*** Records for this exercise ***

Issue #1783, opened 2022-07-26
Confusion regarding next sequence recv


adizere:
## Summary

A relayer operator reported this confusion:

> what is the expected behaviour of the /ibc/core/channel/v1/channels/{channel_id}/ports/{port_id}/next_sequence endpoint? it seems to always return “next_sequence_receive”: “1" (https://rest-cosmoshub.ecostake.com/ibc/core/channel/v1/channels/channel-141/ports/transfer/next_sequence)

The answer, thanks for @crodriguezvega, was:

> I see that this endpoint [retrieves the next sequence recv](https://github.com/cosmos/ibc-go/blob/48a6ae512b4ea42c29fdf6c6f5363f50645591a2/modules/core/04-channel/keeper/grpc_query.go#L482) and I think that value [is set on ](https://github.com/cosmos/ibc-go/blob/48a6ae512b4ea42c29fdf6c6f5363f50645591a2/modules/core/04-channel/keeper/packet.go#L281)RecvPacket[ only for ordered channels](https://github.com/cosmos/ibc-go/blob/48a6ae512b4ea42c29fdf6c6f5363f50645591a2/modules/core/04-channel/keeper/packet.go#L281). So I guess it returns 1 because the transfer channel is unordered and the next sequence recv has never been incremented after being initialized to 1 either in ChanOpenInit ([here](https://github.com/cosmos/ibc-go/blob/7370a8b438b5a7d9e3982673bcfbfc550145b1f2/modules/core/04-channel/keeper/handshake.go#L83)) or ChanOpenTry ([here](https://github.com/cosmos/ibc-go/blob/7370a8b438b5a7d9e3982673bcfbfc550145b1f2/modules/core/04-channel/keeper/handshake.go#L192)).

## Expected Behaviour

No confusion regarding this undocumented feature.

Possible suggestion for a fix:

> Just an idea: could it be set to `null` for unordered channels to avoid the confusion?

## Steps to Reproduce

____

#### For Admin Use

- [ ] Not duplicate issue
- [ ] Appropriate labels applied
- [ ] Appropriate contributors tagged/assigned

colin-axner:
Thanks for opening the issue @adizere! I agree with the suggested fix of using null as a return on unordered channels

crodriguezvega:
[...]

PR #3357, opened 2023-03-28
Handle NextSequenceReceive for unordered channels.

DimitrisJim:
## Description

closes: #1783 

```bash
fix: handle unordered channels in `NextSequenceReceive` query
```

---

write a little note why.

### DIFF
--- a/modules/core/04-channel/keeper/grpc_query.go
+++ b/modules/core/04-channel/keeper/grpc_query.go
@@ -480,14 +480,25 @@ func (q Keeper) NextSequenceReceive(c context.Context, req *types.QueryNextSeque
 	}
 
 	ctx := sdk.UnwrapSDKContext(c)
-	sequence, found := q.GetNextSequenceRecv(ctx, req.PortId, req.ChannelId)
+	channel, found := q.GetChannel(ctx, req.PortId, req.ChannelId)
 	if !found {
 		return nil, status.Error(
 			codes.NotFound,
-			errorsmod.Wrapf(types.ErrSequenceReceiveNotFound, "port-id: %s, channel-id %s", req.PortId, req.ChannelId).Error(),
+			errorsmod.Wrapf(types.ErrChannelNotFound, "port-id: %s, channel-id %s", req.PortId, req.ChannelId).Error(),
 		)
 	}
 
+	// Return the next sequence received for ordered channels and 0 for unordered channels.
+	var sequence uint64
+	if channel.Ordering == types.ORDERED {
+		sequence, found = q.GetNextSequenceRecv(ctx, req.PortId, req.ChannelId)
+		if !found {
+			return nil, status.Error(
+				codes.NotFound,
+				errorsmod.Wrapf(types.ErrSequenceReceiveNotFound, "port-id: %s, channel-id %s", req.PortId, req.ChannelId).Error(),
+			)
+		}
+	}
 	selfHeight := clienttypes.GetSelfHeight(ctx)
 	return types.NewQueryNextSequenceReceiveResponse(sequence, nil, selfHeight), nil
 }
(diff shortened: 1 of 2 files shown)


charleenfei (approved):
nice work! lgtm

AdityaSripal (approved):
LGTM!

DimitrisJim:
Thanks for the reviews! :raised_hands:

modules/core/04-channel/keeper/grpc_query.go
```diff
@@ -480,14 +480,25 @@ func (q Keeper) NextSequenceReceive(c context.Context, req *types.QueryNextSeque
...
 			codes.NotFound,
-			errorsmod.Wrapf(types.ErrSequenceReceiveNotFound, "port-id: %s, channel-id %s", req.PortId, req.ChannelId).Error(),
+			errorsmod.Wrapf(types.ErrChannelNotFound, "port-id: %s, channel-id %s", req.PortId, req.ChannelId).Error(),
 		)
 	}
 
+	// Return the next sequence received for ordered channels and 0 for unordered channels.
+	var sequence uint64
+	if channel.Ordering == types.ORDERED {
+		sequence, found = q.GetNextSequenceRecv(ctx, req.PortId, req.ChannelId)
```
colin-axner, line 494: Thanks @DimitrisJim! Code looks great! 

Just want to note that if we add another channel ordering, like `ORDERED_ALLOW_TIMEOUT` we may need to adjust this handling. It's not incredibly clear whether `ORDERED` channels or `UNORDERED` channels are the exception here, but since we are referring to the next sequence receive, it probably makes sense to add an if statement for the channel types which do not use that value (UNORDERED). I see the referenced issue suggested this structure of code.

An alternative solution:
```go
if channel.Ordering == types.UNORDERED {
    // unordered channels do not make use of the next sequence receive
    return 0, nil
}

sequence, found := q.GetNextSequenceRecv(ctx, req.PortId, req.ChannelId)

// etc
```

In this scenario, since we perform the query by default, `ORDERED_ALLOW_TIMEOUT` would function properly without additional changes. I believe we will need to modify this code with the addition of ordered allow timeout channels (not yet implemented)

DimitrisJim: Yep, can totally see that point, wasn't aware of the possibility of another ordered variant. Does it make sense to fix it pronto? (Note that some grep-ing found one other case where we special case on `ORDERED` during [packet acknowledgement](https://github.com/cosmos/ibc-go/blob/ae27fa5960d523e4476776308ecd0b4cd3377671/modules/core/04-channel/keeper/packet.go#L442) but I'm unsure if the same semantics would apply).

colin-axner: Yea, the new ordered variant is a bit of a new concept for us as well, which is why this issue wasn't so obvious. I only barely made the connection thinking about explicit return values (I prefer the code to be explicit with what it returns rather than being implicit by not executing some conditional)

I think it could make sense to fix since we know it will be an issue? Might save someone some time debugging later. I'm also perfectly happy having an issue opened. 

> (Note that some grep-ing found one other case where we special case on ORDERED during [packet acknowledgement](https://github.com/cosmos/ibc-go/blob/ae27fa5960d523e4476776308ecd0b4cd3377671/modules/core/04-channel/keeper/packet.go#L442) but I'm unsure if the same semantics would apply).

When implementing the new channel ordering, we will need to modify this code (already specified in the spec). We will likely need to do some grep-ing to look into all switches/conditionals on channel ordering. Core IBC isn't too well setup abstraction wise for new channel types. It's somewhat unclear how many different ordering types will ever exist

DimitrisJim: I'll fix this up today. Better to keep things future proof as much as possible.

***

● **The problem**: In the entries above, locate every line with the word "DimitrisJim" and copy it.

● **Answer section**:
DimitrisJim:
DimitrisJim:
colin-axner, line 494: Thanks @DimitrisJim! Code looks great! 
DimitrisJim: Yep, can totally see that point, wasn't aware of the possibility of another ordered variant. Does it make sense to fix it pronto? (Note that some grep-ing found one other case where we special case on `ORDERED` during [packet acknowledgement](https://github.com/cosmos/ibc-go/blob/ae27fa5960d523e4476776308ecd0b4cd3377671/modules/core/04-channel/keeper/packet.go#L442) but I'm unsure if the same semantics would apply).
DimitrisJim: I'll fix this up today. Better to keep things future proof as much as possible.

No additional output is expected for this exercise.